#### Material shown ####

PR #10090, opened 2021-04-27
coprv2: check plugin version on coprocessor requests

Jibbow:

This PR add the ability to check plugin version on coprocessor requests.
We now collect the plugin version in `declare_plugin!` macro (either passed explicitly or from Cargo.toml).
When calling the new coprocessor endpoint, we now check whether the loaded plugin does satisfy `copr_version_constraint`.

Issue Number: #9747  

Tests 

- Unit test

### Release note 

 * No release note

### DIFF
--- a/components/coprocessor_plugin_api/src/util.rs
+++ b/components/coprocessor_plugin_api/src/util.rs
@@ -3,19 +3,24 @@
 use super::allocator::HostAllocatorPtr;
 use super::plugin_api::CoprocessorPlugin;
 
-/// Name of the exported constructor function for the plugin in the `dylib`.
+/// Name of the exported constructor with signature [`PluginConstructorSignature`] for the plugin.
 pub static PLUGIN_CONSTRUCTOR_SYMBOL: &[u8] = b"_plugin_create";
-/// Name of the exported function to get build information about the plugin.
+/// Name of the exported function with signature [`PluginGetBuildInfoSignature`] to get build
+/// information about the plugin.
 pub static PLUGIN_GET_BUILD_INFO_SYMBOL: &[u8] = b"_plugin_get_build_info";
+/// Name of the exported function with signature [`PluginGetPluginInfoSignature`] to get some
+/// information about the plugin.
+pub static PLUGIN_GET_PLUGIN_INFO_SYMBOL: &[u8] = b"_plugin_get_plugin_info";
 
-/// Type signature of the exported constructor function for the plugin in the `dylib`.
-/// See also [`PLUGIN_CONSTRUCTOR_SYMBOL`].
+/// Type signature of the exported function with symbol [`PLUGIN_CONSTRUCTOR_SYMBOL`].
 pub type PluginConstructorSignature =
     unsafe fn(host_allocator: HostAllocatorPtr) -> *mut dyn CoprocessorPlugin;
 
-/// Type signature of the exported function to get build information about the plugin.
-/// See also [`PLUGIN_GET_BUILD_INFO_SYMBOL`].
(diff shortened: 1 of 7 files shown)


src/coprocessor_v2/plugin_registry.rs
```diff
@@ -307,18 +302,18 @@ impl PluginRegistryInner {
     pub fn load_plugin<P: AsRef<OsStr>>(
         &mut self,
         filename: P,
-    ) -> Result<&'static str, PluginLoadingError> {
+    ) -> Result<String, PluginLoadingError> {
```
Jibbow, line 305: I think we could in theory still return `&'static str` if we store `name: &'static str` in `LoadedPlugin` instead of `name: String`.
But I'm not sure what is nicer? Any suggestions?

skyzh: We would have fewer constraints on lifetime if we use `String`, and I suggest doing so.

skyzh (approved):

components/coprocessor_plugin_api/src/util.rs
```diff
@@ -42,8 +47,23 @@ impl BuildInfo {
...
+    /// The name of the plugin.
+    pub name: &'static str,
+    /// The version string of the plugin. Should follow semantic versioning.
+    pub version: &'static str,
+}
+
 /// Declare a plugin for the library so that it can be loaded by TiKV.
 ///
+/// The macro has three different versions:
+/// * `declare_plugin!(plugin_name, plugin_version, plugin_ctor)` which gives you full control.
```
andylokandy, line 63: I suggest documenting the type for plugin_name and plugin_version.

src/coprocessor_v2/plugin_registry.rs
```diff
@@ -307,18 +302,18 @@ impl PluginRegistryInner {
...
             warn!("failed to load coprocessor plugin. Maybe not compiled correctly as a TiKV plugin?"; "plugin_path" => ?filename, "error" => ?err);
         }
         let plugin = plugin?;
 
-        let plugin_name = plugin.name();
+        let plugin_name = plugin.name().to_string();
 
         self.loaded_plugins.insert(
-            plugin_name.to_string(),
+            plugin_name.clone(),
```
andylokandy, line 316: Does it work?

```suggestion
            plugin.name().to_string(),
```

components/coprocessor_plugin_api/src/util.rs
Jibbow: Ah yes, good idea! Btw: would it be a good idea to require a `literal` matcher instead of an `expr`? https://doc.rust-lang.org/edition-guide/rust-next/literal-macro-matcher.html

src/coprocessor_v2/plugin_registry.rs
Jibbow: I think it should work. I moved the `to_string()` method call up a few lines (https://github.com/tikv/tikv/pull/10090/files#diff-e4204ab49a0a810cb8c0e685991d164e985fb6207a4106161a7aaf678321cc79R313), so we are cloning a `String` here.

components/coprocessor_plugin_api/src/util.rs
andylokandy: Good idea

Jibbow: done

Jibbow: Okay no, not a good idea, because then we can't use `env!()` macro to collect information from Cargo.toml. Going to revert this.

andylokandy: 😅

andylokandy (approved):

PR #10095, opened 2021-04-28
resolved_ts: use tracked index update region read progress

NingLin-P:

Problem Summary:

Currently, the `safe_ts` and `apply_index` in the leader's `RegionReadProgress` are updated in different threads, although 
both of them using `fetch_max` to ensure they are increasing, in some rare conditions there may still be problems:

One case is `safe_ts` update first:
1. resolved ts worker update the `safe_ts`
2. before the `apply_index` is updated, the leader broadcast the `(safe_ts, apply_index)` item to followers, where the `apply_index` is smaller than expected
3. the follower receives the `(safe_ts, apply_index)` item with a smaller `apply_index` and serve read request before it has enough data and may get an inconsistent result

Another case is `apply_index` update first, which will cause the follower need to catch up more data to serve read request, will fix it in the next PR

What's Changed:

This PR fixes the first case (`safe_ts` update first) by not directly update the `safe_ts` in resoled ts worker, and instead using `RegionReadProgress::update_safe_ts`, which will wait for the `apply_index` catch up before update `safe_ts`

### Check List 

Tests 

- Integration test

### Release note 
- No release note


components/resolved_ts/src/endpoint.rs
```diff
@@ -78,55 +80,80 @@ impl ObserveRegion {
...
+                ref mut tracked_index,
+                ..
+            } => {
                 for log in change_logs {
                     match log {
-                        ChangeLog::Error(e) => return Err(Error::request(e.clone())),
-                        ChangeLog::Rows { rows, .. } => rows.iter().for_each(|row| match row {
-                            ChangeRow::Prewrite { key, start_ts, .. } => {
-                                locks.push(PendingLock::Track {
+                        ChangeLog::Error(e) => {
```
BusyJay, line 90: Why not return?

components/resolved_ts/src/endpoint.rs
```diff
@@ -78,55 +80,80 @@ impl ObserveRegion {
...
-                            }),
-                            // One pc command do not contains any lock, so just skip it
-                            ChangeRow::OnePc { .. } => {}
-                        }),
+                                    commit_ts: *commit_ts,
+                                }),
+                                // One pc command do not contains any lock, so just skip it
+                                ChangeRow::OnePc { .. } => {}
+                            });
+                            assert!(*tracked_index < *index);
```
BusyJay, line 119: Probably should show more information like region id and their actual index value.

components/resolved_ts/src/resolver.rs
```diff
@@ -98,11 +110,10 @@ impl Resolver {
         // Resolved ts never decrease.
         self.resolved_ts = cmp::max(self.resolved_ts, new_resolved_ts);
 
-        // Update region read progress
-        // TODO: should use `RegionReadProgress::update_safe_ts` to avoid direct
-        // write to `safe_ts`
-        self.read_progress
-            .fetch_max_safe_ts(self.resolved_ts.into_inner());
+        // Publish an `(apply index, safe ts)` item into the region read progress
+        if let Some(rrp) = &self.read_progress {
```
BusyJay, line 114: How can it prevent safe_ts being updated before apply index?

NingLin-P: `update_safe_ts` will not update `safe_ts` if `apply_index` is smaller than the passed `tracked_index` and instead putting the `(tracked_index, resolved_ts)` into the `RegionReadProgress::pending_items`, and update the `safe_ts` after `apply index` is updated by `RegionReadProgress::update_applied`

BusyJay: What if `resolved_ts` is updated before `tracked_index` is updated? Like `apply_index` is updated in apply worker, but resolved ts is updated before `apply_index` is sent.

components/resolved_ts/src/endpoint.rs
NingLin-P: Return an error will require to re-register the region, and I think it is unnecessary since an error (like `EpochNotMatch`) won't change the lock data that already write to kv engine at the apply thread. /cc @5kbpers

5kbpers: After region merge some locks could be merged, so better to return an error here or detect the type of region error.

components/resolved_ts/src/endpoint.rs
```diff
@@ -78,55 +80,86 @@ impl ObserveRegion {
...
-                            // One pc command do not contains any lock, so just skip it
-                            ChangeRow::OnePc { .. } => {}
-                        }),
+                        ChangeLog::Error(e) => {
+                            debug!(
+                                "skip change log error";
+                                "region" => self.meta.id,
+                                "error" => ?e,
+                            );
+                            continue;
```
5kbpers, line 140: ditto

5kbpers (approved):
LGTM

components/resolved_ts/src/endpoint.rs
```diff
@@ -78,78 +80,108 @@ impl ObserveRegion {
 
     fn track_change_log(&mut self, change_logs: &[ChangeLog]) -> Result<()> {
         match self.resolver_status {
-            ResolverStatus::Pending { ref mut locks, .. } => {
+            ResolverStatus::Pending {
+                ref mut locks,
```
BusyJay, line 84: If you match it using `&mut self.resolver_status` then you don't need to write `ref mut` everywhere.

BusyJay (commented):
Rest LGTM

BusyJay (approved):

Yisaer (approved):
/lgtm

NingLin-P:
/merge cancel
Wait for CI back to life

####

### About this exercise
Copy every line of the records above that contains "impl".

### Solved exercise
@@ -307,18 +302,18 @@ impl PluginRegistryInner {
@@ -42,8 +47,23 @@ impl BuildInfo {
@@ -307,18 +302,18 @@ impl PluginRegistryInner {
@@ -78,55 +80,80 @@ impl ObserveRegion {
@@ -78,55 +80,80 @@ impl ObserveRegion {
@@ -98,11 +110,10 @@ impl Resolver {
@@ -78,55 +80,86 @@ impl ObserveRegion {
@@ -78,78 +80,108 @@ impl ObserveRegion {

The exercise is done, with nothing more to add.